### Activity
When you answer, give every record back exactly as written.

*** Supplied entries Section Begins ***

PR #89, opened 2015-08-08
Add vet --shadow

tamird:
Just another thing I fixed a few times; wanted to make sure it's in CI :)


protoc-gen-gogo/generator/helper.go
```diff
@@ -247,11 +248,11 @@ func (g *Generator) generatePlugin(file *FileDescriptor, p Plugin) {
 	}
 }
 
-func GetCustomType(field *descriptor.FieldDescriptorProto) (packageName string, typ string, err error) {
+func GetCustomType(field *descriptor.FieldDescriptorProto) (_packageName string, _typ string, _err error) {
```
awalterschulze: please no _varname

fieldpath/fieldpath-generated.go
```diff
@@ -266,10 +266,11 @@ func (this *Float64SinglePath) UnmarshalFirst(buf []byte) (*float64, error) {
 				endOfs[position] = offset + int(length)
 			}
 		} else {
-			offset, err = skip(buf, offset, wireType)
+			newOffset, err := skip(buf, offset, wireType)
```
awalterschulze: This is generated, is the generator also changed?

Makefile
```diff
@@ -94,7 +94,8 @@ tests:
 	go test ./...
 
 vet:
-	go vet ./...
+	go tool vet --all .
+	! go tool vet --shadow . 2>&1 | grep -vE 'declaration of err shadows declaration at (proto/text.go:535|proto/text.go:570|protoc-gen-gogo/main.go:84)'
```
awalterschulze: What is happening over here?

awalterschulze:
Build is not passing.

protoc-gen-gogo/generator/helper.go
tamird: would you prefer I remove these entirely? they aren't used in `return`s

Makefile
tamird: it's a whitelist for stuff I didn't feel like fixing - consider it a todo list

fieldpath/fieldpath-generated.go
tamird: fixed now

awalterschulze: cool

Makefile
awalterschulze: I don't really like TODOs in a mature open source product.  Seems like its only 3 errors, why not just finish what you started.

tamird: The problem is that those are false positives; see https://github.com/golang/go/issues/11843

awalterschulze: Ok well maybe we shouldn't be using a tool for automated checking if it is producing false positives.

tamird: That's throwing away the baby with the bathwater. It mostly works, and to work around these false positives is pretty trivial. What's the harm?

awalterschulze: Whats the harm is just waiting until it is fixed?
The harm in committing this now is having the next committers possibly struggle around false positives and having to explain to them how to add their exceptions to the list.

fieldpath/fieldpath-gen/template.go
```diff
@@ -1121,10 +1121,11 @@ func (this *{{.CName}}SinglePath) UnmarshalFirst(buf []byte) ({{.ReturnType}}, e
 				endOfs[position] = offset + int(length)
 			}
 		} else {
-			offset, err = skip(buf, offset, wireType)
+			newOffset, err := skip(buf, offset, wireType)
```
awalterschulze: Isn't this also weird.
I am allowed to the offset, below, but not at the actual place I want to set it?

Makefile
tamird: > Whats the harm is just waiting until it is fixed?

It's probably going to be some time before that happens.

> The harm in committing this now is having the next committers possibly struggle around false positives and having to explain to them how to add their exceptions to the list.

Yeah, that's a risk. On the other hand, it can prevent bugs like this one: https://github.com/gogo/protobuf/pull/89/files#diff-9878bbf47ee5b9142c5e6fe30f61cbabR255

fieldpath/fieldpath-gen/template.go
tamird: this is a workaround for a false positive (see the commit message). the problem is that assigning to a previously defined `err` is ambiguous because it is shadowed above.

protoc-gen-gogo/generator/helper.go
```diff
@@ -253,7 +254,8 @@ func GetCustomType(field *descriptor.FieldDescriptorProto) (packageName string,
 
 func getCustomType(field *descriptor.FieldDescriptorProto) (packageName string, typ string, err error) {
 	if field.Options != nil {
-		v, err := proto.GetExtension(field.Options, gogoproto.E_Customtype)
+		var v interface{}
```
tamird: note that before this fix, this function would never return a non-nil error.

Makefile
awalterschulze: Nice :)
Why not make a separate make vetshadow that is not part of the automated make all.
That why we can manually choose to run the tool to find bugs, but not pressure people into working around a tool that is still experimental.

tamird: heh, if it's not in the automated build it may as well be left out entirely. it will not provide any help in preventing these bugs (unless you're planning on running `make vetshadow` yourself on every PR?)

fieldpath/fieldpath-gen/template.go
awalterschulze: I would like not to have any workarounds for false positives.
If this is the case, then this is exactly what I would like to avoid.

protoc-gen-gogo/generator/helper.go
awalterschulze: Except if field.Options == nil

Makefile
awalterschulze: Basically the idea would be to run it manually some of the time and decide if the shadows are real bugs.  The next step would be to ONLY fix those that are real bugs.  Since the tool can only provide hints, at this point, as to whether variables are shadowed or not, it can not be incorporated as an automated tool.

fieldpath/fieldpath-gen/template.go
tamird: actually, this one is easier to fix than i thought. Fixed in a different way.

Makefile
tamird: ok, i put it in a separate target.

everything in `test/` is passing, so that is still being checked in CI.

Makefile
```diff
@@ -94,7 +94,12 @@ tests:
 	go test ./...
 
 vet:
-	go vet ./...
+	go tool vet --all .
+	go tool vet --shadow ./test
```
awalterschulze: Please remove this line as well.  Even though it is working in the test folder now.  I don't want future commits struggling with this tool until the issue is sorted.

Makefile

*** Supplied entries Section Ends ***

### Worked solution
PR #89, opened 2015-08-08
Add vet --shadow

tamird:
Just another thing I fixed a few times; wanted to make sure it's in CI :)


protoc-gen-gogo/generator/helper.go
```diff
@@ -247,11 +248,11 @@ func (g *Generator) generatePlugin(file *FileDescriptor, p Plugin) {
 	}
 }
 
-func GetCustomType(field *descriptor.FieldDescriptorProto) (packageName string, typ string, err error) {
+func GetCustomType(field *descriptor.FieldDescriptorProto) (_packageName string, _typ string, _err error) {
```
awalterschulze: please no _varname

fieldpath/fieldpath-generated.go
```diff
@@ -266,10 +266,11 @@ func (this *Float64SinglePath) UnmarshalFirst(buf []byte) (*float64, error) {
 				endOfs[position] = offset + int(length)
 			}
 		} else {
-			offset, err = skip(buf, offset, wireType)
+			newOffset, err := skip(buf, offset, wireType)
```
awalterschulze: This is generated, is the generator also changed?

Makefile
```diff
@@ -94,7 +94,8 @@ tests:
 	go test ./...
 
 vet:
-	go vet ./...
+	go tool vet --all .
+	! go tool vet --shadow . 2>&1 | grep -vE 'declaration of err shadows declaration at (proto/text.go:535|proto/text.go:570|protoc-gen-gogo/main.go:84)'
```
awalterschulze: What is happening over here?

awalterschulze:
Build is not passing.

protoc-gen-gogo/generator/helper.go
tamird: would you prefer I remove these entirely? they aren't used in `return`s

Makefile
tamird: it's a whitelist for stuff I didn't feel like fixing - consider it a todo list

fieldpath/fieldpath-generated.go
tamird: fixed now

awalterschulze: cool

Makefile
awalterschulze: I don't really like TODOs in a mature open source product.  Seems like its only 3 errors, why not just finish what you started.

tamird: The problem is that those are false positives; see https://github.com/golang/go/issues/11843

awalterschulze: Ok well maybe we shouldn't be using a tool for automated checking if it is producing false positives.

tamird: That's throwing away the baby with the bathwater. It mostly works, and to work around these false positives is pretty trivial. What's the harm?

awalterschulze: Whats the harm is just waiting until it is fixed?
The harm in committing this now is having the next committers possibly struggle around false positives and having to explain to them how to add their exceptions to the list.

fieldpath/fieldpath-gen/template.go
```diff
@@ -1121,10 +1121,11 @@ func (this *{{.CName}}SinglePath) UnmarshalFirst(buf []byte) ({{.ReturnType}}, e
 				endOfs[position] = offset + int(length)
 			}
 		} else {
-			offset, err = skip(buf, offset, wireType)
+			newOffset, err := skip(buf, offset, wireType)
```
awalterschulze: Isn't this also weird.
I am allowed to the offset, below, but not at the actual place I want to set it?

Makefile
tamird: > Whats the harm is just waiting until it is fixed?

It's probably going to be some time before that happens.

> The harm in committing this now is having the next committers possibly struggle around false positives and having to explain to them how to add their exceptions to the list.

Yeah, that's a risk. On the other hand, it can prevent bugs like this one: https://github.com/gogo/protobuf/pull/89/files#diff-9878bbf47ee5b9142c5e6fe30f61cbabR255

fieldpath/fieldpath-gen/template.go
tamird: this is a workaround for a false positive (see the commit message). the problem is that assigning to a previously defined `err` is ambiguous because it is shadowed above.

protoc-gen-gogo/generator/helper.go
```diff
@@ -253,7 +254,8 @@ func GetCustomType(field *descriptor.FieldDescriptorProto) (packageName string,
 
 func getCustomType(field *descriptor.FieldDescriptorProto) (packageName string, typ string, err error) {
 	if field.Options != nil {
-		v, err := proto.GetExtension(field.Options, gogoproto.E_Customtype)
+		var v interface{}
```
tamird: note that before this fix, this function would never return a non-nil error.

Makefile
awalterschulze: Nice :)
Why not make a separate make vetshadow that is not part of the automated make all.
That why we can manually choose to run the tool to find bugs, but not pressure people into working around a tool that is still experimental.

tamird: heh, if it's not in the automated build it may as well be left out entirely. it will not provide any help in preventing these bugs (unless you're planning on running `make vetshadow` yourself on every PR?)

fieldpath/fieldpath-gen/template.go
awalterschulze: I would like not to have any workarounds for false positives.
If this is the case, then this is exactly what I would like to avoid.

protoc-gen-gogo/generator/helper.go
awalterschulze: Except if field.Options == nil

Makefile
awalterschulze: Basically the idea would be to run it manually some of the time and decide if the shadows are real bugs.  The next step would be to ONLY fix those that are real bugs.  Since the tool can only provide hints, at this point, as to whether variables are shadowed or not, it can not be incorporated as an automated tool.

fieldpath/fieldpath-gen/template.go
tamird: actually, this one is easier to fix than i thought. Fixed in a different way.

Makefile
tamird: ok, i put it in a separate target.

everything in `test/` is passing, so that is still being checked in CI.

Makefile
```diff
@@ -94,7 +94,12 @@ tests:
 	go test ./...
 
 vet:
-	go vet ./...
+	go tool vet --all .
+	go tool vet --shadow ./test
```
awalterschulze: Please remove this line as well.  Even though it is working in the test folder now.  I don't want future commits struggling with this tool until the issue is sorted.

Makefile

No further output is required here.